By MARSHA MERCER
Like most Americans, I’ve seen Mount Rushmore all my life -- in photos but not in person.
If I had a bucket list, Mount Rushmore wouldn’t have been on it.
I love the noble monuments to Washington, Jefferson and Lincoln in Washington, but 60-foot tall presidential heads on a mountain in South Dakota? Why?
This month I found out.
“You are going to Mount Rushmore,” friends said, before we left for a fly-drive around the Dakotas.
But passing through Keystone, S.D., closest town to the site, I had doubts. Keystone is a kitschy little tourist trap with Old West-ish décor and entertainment, T-shirts and trinkets.
Would Mount Rushmore National Memorial itself be a crass, commercial disaster?
Would making the trip to the presidents be like fighting crowds at the Louvre to glimpse the Mona Lisa – only to have the unbidden thought: “It’s small”?
President Donald Trump, who beat Hillary Clinton by 30 points in South Dakota, says his dream is to be on Mount Rushmore. Would we see swarms of Trumpians in red MAGA hats, scheming where to add his face?
No, no and no. Mount Rushmore literally rises above. It did not disappoint.

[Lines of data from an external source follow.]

PR #1983, opened 2024-08-01
fix(openid4vc): v11 metadata type and transformation

TimoGlastra:
There were some issues in the transformation logic between v11 and v13 metadata. I fixedthe issue and also updated the code to use v13 by default as the v13 format is richer and thus we make sure we won't lose any metadata when transforming from v11 -> 13

### DIFF
--- a/packages/openid4vc/src/openid4vc-holder/OpenId4VciHolderService.ts
+++ b/packages/openid4vc/src/openid4vc-holder/OpenId4VciHolderService.ts
@@ -12,7 +12,6 @@ import type {
   OpenId4VciTokenRequestOptions,
 } from './OpenId4VciHolderServiceOptions'
 import type {
-  OpenId4VciCredentialConfigurationsSupported,
   OpenId4VciCredentialConfigurationSupported,
   OpenId4VciCredentialSupported,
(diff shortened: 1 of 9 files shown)


packages/openid4vc/src/openid4vc-holder/OpenId4VciHolderService.ts
```diff
@@ -357,24 +351,18 @@ export class OpenId4VciHolderService {
...
-          }
-
-          return true
-        }) ?? offeredCredentials
+    const credentialConfigurationToRequest =
+      credentialsToRequest?.map((id, i) => {
+        if (!offeredCredentialConfigurations[id]) {
+          const offeredCredentialIds = Object.keys(offeredCredentialConfigurations).join(', ')
+          throw new CredoError(
+            `Credential to request '${credentialsToRequest[i]}' is not present in offered credentials. Offered credentials are ${offeredCredentialIds}`
```
berendsliedrecht, line 359:
```suggestion
            `Credential to request '${id}' is not present in offered credentials. Offered credentials are ${offeredCredentialIds}`
```

berendsliedrecht (approved):

PR #2006, opened 2024-08-21
fix: iso compliant auth requests

auer-martin:


packages/openid4vc/src/openid4vc-verifier/OpenId4VcSiopVerifierService.ts
```diff
@@ -97,9 +100,31 @@ export class OpenId4VcSiopVerifierService {
...
+        clientIdScheme = 'x509_san_uri'
+      } else {
+        throw new CredoError(
+          `With jwtIssuer 'method' 'x5c' the jwtIssuer's 'issuer' field must either match the match a sanDnsName (FQDN) or sanUriName in the leaf x509 chain's leaf certificate.`
+        )
+      }
+
+      if (clientIdScheme === 'x509_san_dns') {
+        clientId = getDomainFromUrl(jwtIssuer.issuer)
+        authorizationResponseUrl = jwtIssuer.issuer
```
TimoGlastra, line 123: Do we check if the jwt.issuer matches the auth response url? I think overwriting it can lead to weird behavior, as then the endpoint isn't reachable anymore

packages/openid4vc/src/openid4vc-verifier/OpenId4VcSiopVerifierService.ts
```diff
@@ -97,9 +100,31 @@ export class OpenId4VcSiopVerifierService {
...
+      } else {
+        clientId = jwtIssuer.issuer
+        authorizationResponseUrl = clientId
```
TimoGlastra, line 126: Same here, is this safe? We don't check if clientId === authorizationResponseUrl?

packages/openid4vc/tests/openid4vc.e2e.test.ts
```diff
@@ -771,15 +777,17 @@ describe('OpenId4Vc', () => {
         requestSigner: {
           method: 'x5c',
           x5c: [rawCertificate],
-          issuer: 'https://example.com/hakuna/matadata',
```
TimoGlastra, line 774: 😂

packages/openid4vc/src/openid4vc-verifier/OpenId4VcSiopVerifierService.ts
```diff
@@ -97,9 +100,32 @@ export class OpenId4VcSiopVerifierService {
...
 
+    let authorizationResponseUrl = joinUriParts(this.config.baseUrl, [
+      options.verifier.verifierId,
+      this.config.authorizationEndpoint.endpointPath,
+    ])
+
     if (jwtIssuer.method === 'x5c') {
-      clientId = jwtIssuer.issuer
-      clientIdScheme = jwtIssuer.clientIdScheme
+      if (!jwtIssuer.issuer.startsWith(authorizationResponseUrl)) {
```
TimoGlastra, line 109: Is starts with enough? Don't they have to exactly match?

PR #2007, opened 2024-08-21
feat(cheqd): Add CheqdApi

DaevMithran:
This PR introduces the exposure of the `createResource` function from the `CheqdDidRegistrar` class using `CheqdApi` class, enabling the creation of custom DID-Linked Resources (DLRs). With this enhancement, users can now create and manage DLRs such as trust registries, images, files, and other custom resources as needed.

### DIFF
--- a/packages/cheqd/src/CheqdApi.ts
+++ b/packages/cheqd/src/CheqdApi.ts
@@ -1,0 +1,18 @@
+import { AgentContext } from '@credo-ts/core'
+import { injectable } from 'tsyringe'
+
+import { CheqdCreateResourceOptions, CheqdDidRegistrar } from './dids'
+
+@injectable()
+export class CheqdApi {
+  private agentContext: AgentContext
+
+  public constructor(agentContext: AgentContext) {
+    this.agentContext = agentContext
+  }
+
+  public async createResource(did: string, options: CheqdCreateResourceOptions) {
+    const cheqdDidRegistrar = this.agentContext.dependencyManager.resolve(CheqdDidRegistrar)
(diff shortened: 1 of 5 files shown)


packages/cheqd/src/CheqdApi.ts
```diff
@@ -0,0 +1,18 @@
...
+
+@injectable()
+export class CheqdApi {
+  private agentContext: AgentContext
+
+  public constructor(agentContext: AgentContext) {
+    this.agentContext = agentContext
+  }
+
+  public async createResource(did: string, options: CheqdCreateResourceOptions) {
```
TimoGlastra, line 14: In the underlying method, all fields except data are optional. Is this correct? Do we need to provide some simplified API top level? OR is it correct that all fields are optiona? (so just providing data should succeed)

DaevMithran: No @TimoGlastra, ideally the agent should provide the below attributes

- name
- resourceType
- data
-  id

They are defaulted to an empty string and will be rejected from the ledger side. Updated `CheqdCreateResourceOptions` with a stricter schema

TimoGlastra (approved):
Thinking of it now, if we have createResource, shouldn't we also add a getResource method?

TimoGlastra:
I'll merge now, but would  be great if you could also add the getResource method :)

TimoGlastra:
@DaevMithran can you accept my PR to your branch to add a changelog entry? https://github.com/cheqd/credo-ts/pull/6

TimoGlastra:
We can merge after taht

PR #2009, opened 2024-08-23
Question about oid4vc demo

Patrik-Stas:
Hi,
this is not PR I am necessary looking to merge, but rather ask a question about the code and changes illustrated here.

My issue is illustrated by scenario:
- I have a user which somehow already authenticated themselves and I want to issue credential with their `name` 
- The user calls some endpoint to get the credential offer, which end up calling into `function createCredentialOffer` in the demo - i have generated random `userId`, as illustration of the situation where I know this information
- Credential offer is created here, but later on, when `getCredentialRequestToCredentialMapper` is called, how am I supposed to know who is actually calling that endpoint? I might need that information to actually look up the user personal information to fill out the credential payload.
- Well, I got it working if you look at the code, the simple way I could find, but I am in doubt this is the recommended way of using credo.

### DIFF
--- a/demo-openid/src/Issuer.ts
+++ b/demo-openid/src/Issuer.ts
@@ -48,12 +48,47 @@ export const credentialsSupported = [
   universityDegreeCredentialSdJwt,
 ] satisfies OpenId4VciCredentialSupportedWithId[]
 
+// string: string dictionary
+const issuanceToUserId = {} as Record<string, string>
+
+function getStringAfterLastSlash(credentialOfferUriEncoded: string): string {
+  // Decode the URL-encoded credential_offer_uri
+  const credentialOfferUri = decodeURIComponent(credentialOfferUriEncoded)
+
+  // Extract the part after the last '/' in the decoded credential_offer_uri
+  const parts = credentialOfferUri.split('/')
+  return parts[parts.length - 1]
+}
+
+function getNameSurname(userId: string) {
+  return {
+    name: `Alice${userId}`,
+    surname: `Doe${userId}`,
+  }
+}
+
+function credentialOfferOfferUri(credentialOffer: string) {
+  const url = new URL(credentialOffer)
+  const credentialOfferUri = url.searchParams.get('credential_offer_uri')
+  if (!credentialOfferUri) {
+    throw new Error('credential_offer_uri parameter not found in the input string.')
+  }
+  return credentialOfferUri
+}
+
 function getCredentialRequestToCredentialMapper({
   issuerDidKey,
 }: {
   issuerDidKey: DidKey
 }): OpenId4VciCredentialRequestToCredentialMapper {
-  return async ({ holderBinding, credentialConfigurationIds }) => {
+  return async ({ issuanceSession, holderBinding, credentialConfigurationIds }) => {
+    const issuanceId = getStringAfterLastSlash(issuanceSession.credentialOfferUri)
+    const userId = issuanceToUserId[issuanceId]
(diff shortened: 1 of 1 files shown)


TimoGlastra (commented):
There's a few approaches. 

The first is kinda like what you're doing now and that is storing the sessionId of the offer outside of credo (think in a normal database). When you issue the credential you fetch this. This way no correlatable data is stored in Credo about the issuance at all.

Another approach is that you can provide issuance metadata (issuanceMetadata) when creating an offer which is a generic object. You can read this value at time of issuance and get the needed data. Either an userId to fetch the data, or the data itself.

Hope this makes sense. We kept it a bit more flexible on how you associate a session, partly so you don't have to store any PII in Credo, but also to already accommodate for the authorization code flow (where the credential data is only known later in the flow once the user is authorized)

Patrik-Stas:
I see, thanks @TimoGlastra 

I just realized I could have done it simpler in the example, as `createCredentialOffer` returns not only the offer itself, but also `issuanceSession: OpenId4VcIssuanceSessionRecord`, which contains `id`.

I been playing with this demo and it's really helpful to get oid4vc stuff up and running with credo, but I would like to suggest some improvements, based on my own journey. Let me know which of these make sense to you.

### Demo

- Adjusting this PR to demonstrate offer-request correlation via `issuanceSession.id` and issuing claim values pre-defined upon creation of credential offer (hence bit more reflecting circumstances of typical pre-authorization flow)
- For `jwt` credentials, include some claims in credentials (setting up claims is only demonstrated for `sd-jwt`)
- Demonstrate displaying credential values on holder side
- Demonstrate display values shared to verifier in presentation 

### Logging

Additionally I found myself doing lot of console.logging to see the exchanges between the parties to understand:
- which endpoints were called
- with what payload
- what response was returned
It would be cool to have option to enable logging of all incoming and outgoing HTTP requests for all these 3 agents. I guess that would be matter of tweaking implementations for Inbounds/Outbounds abstractions? Would that be good way to go about it?

On that note, it would be IMO also nice if credo also printed list of endpoints it's exposing. I have to pass credo my express app to register bunch of endpoints, but it takes digging through code to find out what they are, what the URL parameters represents etc.

### ? Decoupling express server ?
Now this is broader point, but I am wondering if there's any plans in terms of how InboundTransport are approached. Currently the http implementation is hardcoded for `express` and I am not sure how doable it is to implement my own inbound transport. Looking at the implementation, some kind of inversion of control seem to be potentially applicable here. But this is was quite vague, I am just kinda prompting your thoughts here :-)

TimoGlastra:
Thank for the suggestions. I think your suggestions for the demo make sense (and happy to accept a PR for it if you have the time )


Also on the logging, fully agree, it would be good if we can add some extra logging to give more visibility. Could you maybe open a separate issue for the HTTP logging (so request logging + exposed endpoint logging)?

On the decoupling of the express server i agree this would be nice. However it's not my / our highest priority at the moment. There's additional complexity involved with this. I do think we should extract some logic from the http server as it's indeed very dependant on internal framework logic. Maybe we can create a base HTTP implementation and provide a default express one. if you want a custom you can extend / import the base one and add your specific http server logic. 

Again thanks for the feedback, it all makes sense, and I'm happy to review PRs for it. These are just some areas that we havne't been able to spend much time on recently (very busy with extending OID4VC / EU standard support).

Patrik-Stas:
Cool, thanks for feedback! I'll try to address some of the points with PRs.

PR #2019, opened 2024-08-30
feat: optional x5c issuer field

auer-martin:
…equests


TimoGlastra (commented):
i think besides the mdoc change, this should be able to go into main right?

TimoGlastra (approved):

PR #2023, opened 2024-09-02
fix: duplicate offer being created on issuers side while negotiating offer as a holder

### LINKED ISSUE #2022: Duplicate credential record as Issuer when OOB offer and negotiateOffer as Holder
# Issue
- Two credential record can be seen of you create an OOB offer as an Issuer and negotiate it as a holder after accepting the Invitation

## Reproduce
- Issue credential OOB as a Issuer
- Accept OOB invitation as holder
- Negotiate offer as a holder
- Two records can be found when Issuer processes the proposal

GHkrishna:
## What
- Fixes #2022 

## How
- Initially during processing proposal in cases where an OOB credential is being offered.
- If holder, accepts OOB invitation and negotiates the offer, the connection details are appended on the holders side.
- But for issuer we are unable to update the credential record with the connection details.
- Hence, the issuer considers this credential proposal as a new flow and creates a new credential record with connection details. This causes the flow to break further in the processing when two records against a single threadId are found

### DIFF
--- a/packages/core/src/modules/credentials/protocol/v2/V2CredentialProtocol.ts
+++ b/packages/core/src/modules/credentials/protocol/v2/V2CredentialProtocol.ts
@@ -186,15 +186,6 @@ export class V2CredentialProtocol<CFs extends CredentialFormatService[] = Creden
 
     // credential record already exists
     if (credentialRecord) {
-      //  This makes sure to associate the connectionId
-      if (!credentialRecord?.connectionId) {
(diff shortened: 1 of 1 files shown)


TimoGlastra:
Previously we haven't supported proposals for connectionless exchanges. We probably need some additional checks to ensure the exchange can't be hijacked by another connection. You can look at the other methods. And we need to set the connection id after fetching if it's available

GHkrishna:
@TimoGlastra is this the right approach to associate the connectionId once we get the credentialRecord

TimoGlastra (approved):
Thank you!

As often happens when traveling, I learned by going my preconceptions were wrong. And, for the record, there’s no room to add another face.
The monument is huge, majestic and serene in its stark beauty. It’s not tacky; thank you, National Park Service. Souvenirs are only in the gift shop, and some were actually made in the USA.
The carved granite faces of George Washington, Thomas Jefferson, Theodore Roosevelt and Abraham Lincoln have noses 20 feet long, eyes 11 feet wide and mouths 18 feet wide.
Mount Rushmore in the Ponderosa pines of the Black Hills is remote. You have to want to go there, and last year about 2.4 million people did. That’s more than twice as many as visit Shenandoah National Park annually.
Like most of America history, though, the Mount Rushmore story is complicated.
Start with the name. Charles Rushmore was a New York City lawyer who came to the Black Hills in 1885 to inspect mining claims. The story goes that he asked a local guide what the mountain was called and the man replied, “Never had a name but from now on we’ll call it Rushmore.”
In fact, the Lakota people called the mountain the Six Grandfathers. They still believe the Black Hills sacred and the monument desecration.
South Dakota state historian Doane Robinson had the vision in 1923 of colossal figures carved on peaks. He thought people would drive their new cars to see carvings of heroes of the American West.
But sculptor Gutzon Borglum had a grander plan. Borglum, son of Mormon Danish immigrants, was talented, flamboyant and temperamental. He had started work on the United Daughters of the Confederacy’s dream of honoring Robert E. Lee on Stone Mountain, Ga., where he may have joined the Ku Klux Klan.
He fell out with the daughters and quit in a huff, freeing him for the Rushmore project.
Mount Rushmore should honor American heroes, Borglum said, and chose the four presidents.
Exhibits at the Lincoln Borglum Visitor Center under the Grand View Terrace explain 90 percent of the carving was done with dynamite, the rest with jackhammer and by hand. From 1927 to 1941, about 400 men worked on the project – and not one died during the construction.
Workers climbed 700 stairs to punch a time clock. They sat in “bosun chairs” dangling by 3/8-inch steel cords hundreds of feet up and chipped away rock to reveal the famous faces. They earned $8 a day.
On a sunny July afternoon, throngs of tourists were respectful and quiet, patriotic and apolitical.
It was refreshing after the toxic atmosphere in the nation’s capital to see people of all ages and races, from all over the country and the world, snapping selfies and admiring the labor of many to honor our democracy’s heroes.
I know now why I wasn’t impressed with Mount Rushmore before. Photos can’t capture its spirit. This memorial you need to experience in person.